Action item: In how many lines of the records below does the word "random" appear? Reply with the number only.

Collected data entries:
PR #812, opened 2019-04-08
fix hf mf sim

pwpiwi:
* fix parity encryption (thanks to Eloff, http://www.proxmark.org/forum/viewtopic.php?id=6347)
* add support to simulate Mifare Mini, Mifare 2K and Mifare 4K
* change to standard LED handling (A: PM is working, B: reader is sending, C: tag is responding, D: HF field is on)
* whitespace

### DIFF
--- a/CHANGELOG.md
+++ b/CHANGELOG.md
@@ -30,6 +30,7 @@ This project uses the changelog in accordance with [keepchangelog](http://keepac
 - Added `hf plot` (piwi)
 - Added `hf mfp mad` `hf mf mad` parsing MAD1 and MAD2 (Merlok)
 - Added `hf mfp ndef` `hf mf ndef` parsing NDEF records (Merlok)
+- Added Mifare Mini, Mifare 2K and 4K support to `hf mf sim` (piwi)
 
 ## [v3.1.0][2018-10-10]
 
--- a/armsrc/BigBuf.c
+++ b/armsrc/BigBuf.c
@@ -21,8 +21,8 @@
 /* BigBuf memory layout:
 Pointer to highest available memory: BigBuf_hi
 
-    high BIGBUF_SIZE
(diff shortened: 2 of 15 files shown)


pwpiwi:
Added another commit to improve simulation. However, I think that a slight speedup of the simulation is required in order to completely convince a legitimate reader.

Fl0-0:
Great work @pwpiwi !

Tested with another proxmark3, a SCL3711 reader / libnfc, a real reader (Vanderbild, access control).

pwpiwi:
Thanks, and yes, it is better than before but still not good yet. I have a new benchmark: the NXP NFC Taginfo app on my smartphone gives inconsistent/random results. On each try I get one of
* "serious errors communicating with the tag" - nothing detected
* "Unknown Mifare class IC, possibly cloned"
* "NXP IC detected"
In addition I notice crashes when starting simulation multiple times. All in all I don't think that the change is ready to merge yet.

micolous:
> I have a new benchmark: the NXP NFC Taginfo app on my smartphone gives inconsistent/random results.

Android interferes with this process by trying to authenticate with `a0a1a2a3a4a5` first, before any application can use it.

Also try out "reader mode" in NXP TagInfo, this uses a different process to read the card, and Android doesn't get to meddle with as many things.  That may make debugging easier.

pwpiwi:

Result for this task: 2